### Task instructions
The stretch from the line with "Depending on your" through the line with "2. Place the" in the records below: write it out exactly, and nothing else.

### Supplied records

PR #531, opened 2025-08-28
[jaspr_cli] Work around --define issue in Dart 3.10 dev builds

parlough:
Add a workaround for https://github.com/dart-lang/sdk/issues/61373 so `jaspr build` and `jaspr serve` work as expected even with the issue in 3.10 beta and dev builds. Once resolved, we can revert the workaround, but this way of using `dart` is also supported, so there's no rush to do so.


parlough:
@schultek This fixes the issue blocking me recently since our site is usually developed and built with beta releases of Dart.

However, with this fix, the single child change is working great!! Thank you :D

PR #534, opened 2025-08-30
Share a single base analysis config across workspace packages

parlough:


schultek:
I'm not sure I like this. 

Is it ok for the packages to use the internal package for analysis config, but don't depend on it? Will there be a problem when publishing the packages since they use the internal package (which isn't published)?

It it doesn't need to depend on it for the analysis yaml, can't this simple be one at the root `jaspr_workspace` package?

parlough:
Thanks for taking a look @schultek! I updated the PR description with some more details, fixed the missing dependencies, and responded to your questions here:

> Is it ok for the packages to use the internal package for analysis config, but don't depend on it? Will there be a problem when publishing the packages since they use the internal package (which isn't published)?

I meant to replace the dev-dependency on `package:lints` with one on `package:jaspr_repo`. That way we only need to update the `package:lints` dependency in one place. In terms of publishing, there won't be any problems as these are dev dependencies, which are not considered or included during publishing. 

> It it doesn't need to depend on it for the analysis yaml, can't this simple be one at the root jaspr_workspace package?

Depending on your preferences, I believe there are a few options. Let me know your thoughts :)

1. This solution, with a new internal package that is used as a dev dependency with a `analysis_options.yaml` file in its `lib` directory.
2. Place the `analysis_options.yaml` file in the root directory and include it with a relative path in each package that needs to customize the config.
   - I'm not a huge fan of this as the include path will be different depending on how nested a package is.
3. Add a `lib` directory to the root of the workspace and include the `analysis_options.yaml` file in there.
   - This is fine, but it seems the consensus is that workspace root packages should not contain libraries themselves, but rather be a host to the workspace. Plus I feel it's nice to keep the root directory cleaner.

parlough:
Any new thoughts on this @schultek? This will help me to start unifying towards a shared, stricter set of analysis options.

schultek:
I will take another look once the release is all done and settled

schultek (approved):

PR #540, opened 2025-09-02
[jaspr_pad] Dependency updates and clean up

parlough:
- Removes `yaml_writer` as a dev dependency as it wasn't used anymore.
- Removes `package:js` as a dev dependency and replaces it with `dart:js_interop`
- Tightens a few other dependency constraints


parlough:
I added `/apps` and `/examples` as directories to trigger the analysis workflows now that they're part of the workspace.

######

### Solution to the exercise
Depending on your preferences, I believe there are a few options. Let me know your thoughts :)

1. This solution, with a new internal package that is used as a dev dependency with a `analysis_options.yaml` file in its `lib` directory.
2. Place the `analysis_options.yaml` file in the root directory and include it with a relative path in each package that needs to customize the config.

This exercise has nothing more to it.